贪心的本质是选择每一阶段的局部最优,从而达到全局最优

贪心算法并没有固定的套路就是常识性推导加上举反例

所以唯一的难点就是如何通过局部最优,推出整体最优。

刷题或者面试的时候,手动模拟一下感觉可以局部最优推出整体最优,而且想不到反例,那么就试一试贪心

贪心算法一般分为如下四步:

  • 将问题分解为若干个子问题
  • 找出适合的贪心策略
  • 求解每一个子问题的最优解
  • 将局部最优解堆叠成全局最优解

455.分发饼干 - Easy

题目链接:力扣-455. 分发饼干

假设你是一位很棒的家长,想要给你的孩子们一些小饼干。但是,每个孩子最多只能给一块饼干。

对每个孩子 i,都有一个胃口值 g[i],这是能让孩子们满足胃口的饼干的最小尺寸;并且每块饼干 j,都有一个尺寸 s[j] 。如果 s[j] >= g[i],我们可以将这个饼干 j 分配给孩子 i ,这个孩子会得到满足。你的目标是尽可能满足越多数量的孩子,并输出这个最大数值。

提示:按顺序,小饼干先给小胃口的,或者大饼干先给大胃口

class Solution:
    def findContentChildren(self, g: List[int], s: List[int]) -> int:
        g.sort()
        s.sort()
        index = 0
        for i in range(len(s)):
            if index <= len(g)-1 and s[i] >= g[index]:
                index += 1
        return index

376.摆动序列 - Medium

题目链接:力扣-376. 摆动序列

如果连续数字之间的差严格地在正数和负数之间交替,则数字序列称为 摆动序列 。
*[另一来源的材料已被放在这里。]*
PR #2833, opened 2026-08-19
Add checksum-page-error option to error on invalid page checksums.

### LINKED ISSUE #2687: Possible detection or actions on invalid checksums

第一个差(如果存在的话)可能是正数或负数。仅有一个元素或者含两个不等元素的序列也视作摆动序列。

例如, [1, 7, 4, 9, 2, 5] 是一个 摆动序列 ,因为差值 (6, -3, 5, -7, 3) 是正负交替出现的。

相反,[1, 4, 7, 2, 5] 和 [1, 7, 4, 5, 5] 不是摆动序列,第一个序列是因为它的前两个差值都是正数,第二个序列是因为它的最后一个差值为零。
子序列 可以通过从原始序列中删除一些(也可以不删除)元素来获得,剩下的元素保持其原始顺序。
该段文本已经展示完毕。